[[ RECORDS FOR THIS EXERCISE open ]]

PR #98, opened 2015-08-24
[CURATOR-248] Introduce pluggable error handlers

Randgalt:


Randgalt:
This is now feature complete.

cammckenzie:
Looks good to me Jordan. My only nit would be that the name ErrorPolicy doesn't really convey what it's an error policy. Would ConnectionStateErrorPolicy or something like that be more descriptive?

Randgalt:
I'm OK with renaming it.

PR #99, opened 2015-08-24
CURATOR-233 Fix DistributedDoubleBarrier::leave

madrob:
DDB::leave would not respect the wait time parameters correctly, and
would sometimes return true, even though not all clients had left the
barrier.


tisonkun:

[[ RECORDS FOR THIS EXERCISE closed ]]
[[ RECORDS FOR THIS EXERCISE open ]]

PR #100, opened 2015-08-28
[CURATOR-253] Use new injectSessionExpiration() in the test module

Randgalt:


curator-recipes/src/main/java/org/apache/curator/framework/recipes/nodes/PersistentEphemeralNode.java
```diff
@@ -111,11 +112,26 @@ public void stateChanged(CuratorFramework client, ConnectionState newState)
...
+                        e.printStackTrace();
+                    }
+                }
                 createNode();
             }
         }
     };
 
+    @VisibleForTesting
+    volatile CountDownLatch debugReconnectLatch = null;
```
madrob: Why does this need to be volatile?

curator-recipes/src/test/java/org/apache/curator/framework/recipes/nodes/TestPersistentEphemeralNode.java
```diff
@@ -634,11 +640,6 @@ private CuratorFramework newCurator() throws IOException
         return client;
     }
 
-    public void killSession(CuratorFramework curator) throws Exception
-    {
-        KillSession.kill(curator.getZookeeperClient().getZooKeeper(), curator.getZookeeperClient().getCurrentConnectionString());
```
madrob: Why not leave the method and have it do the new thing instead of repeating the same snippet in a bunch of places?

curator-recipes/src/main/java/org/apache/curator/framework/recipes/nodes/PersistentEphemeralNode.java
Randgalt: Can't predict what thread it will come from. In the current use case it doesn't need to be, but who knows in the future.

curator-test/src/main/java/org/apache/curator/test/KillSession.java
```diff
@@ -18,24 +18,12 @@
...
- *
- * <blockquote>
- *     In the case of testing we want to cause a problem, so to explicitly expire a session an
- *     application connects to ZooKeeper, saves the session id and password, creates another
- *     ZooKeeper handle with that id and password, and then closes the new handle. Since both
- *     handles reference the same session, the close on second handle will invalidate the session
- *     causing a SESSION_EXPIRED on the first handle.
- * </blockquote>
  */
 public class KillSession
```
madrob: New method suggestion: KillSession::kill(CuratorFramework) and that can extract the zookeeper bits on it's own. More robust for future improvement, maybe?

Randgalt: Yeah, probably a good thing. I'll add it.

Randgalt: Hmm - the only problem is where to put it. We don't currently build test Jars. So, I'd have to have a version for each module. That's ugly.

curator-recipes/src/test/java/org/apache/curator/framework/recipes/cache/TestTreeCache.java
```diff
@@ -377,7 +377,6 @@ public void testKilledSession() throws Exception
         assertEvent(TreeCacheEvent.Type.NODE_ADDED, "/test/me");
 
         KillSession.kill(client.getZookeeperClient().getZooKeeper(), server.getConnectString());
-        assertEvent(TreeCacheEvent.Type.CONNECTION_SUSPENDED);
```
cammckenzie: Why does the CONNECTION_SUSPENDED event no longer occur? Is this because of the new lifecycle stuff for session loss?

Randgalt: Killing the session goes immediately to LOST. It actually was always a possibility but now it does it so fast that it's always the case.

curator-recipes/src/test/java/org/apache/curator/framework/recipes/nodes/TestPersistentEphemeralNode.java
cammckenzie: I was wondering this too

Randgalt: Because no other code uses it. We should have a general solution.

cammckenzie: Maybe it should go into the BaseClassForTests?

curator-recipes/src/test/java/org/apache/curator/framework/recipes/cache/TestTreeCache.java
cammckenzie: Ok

[[ RECORDS FOR THIS EXERCISE closed ]]

▸ **WORK ORDER**:
Lines of the listing above that hold the string "password" should each be copied.

▸ **WRITTEN SOLUTION**:
- *     application connects to ZooKeeper, saves the session id and password, creates another
- *     ZooKeeper handle with that id and password, and then closes the new handle. Since both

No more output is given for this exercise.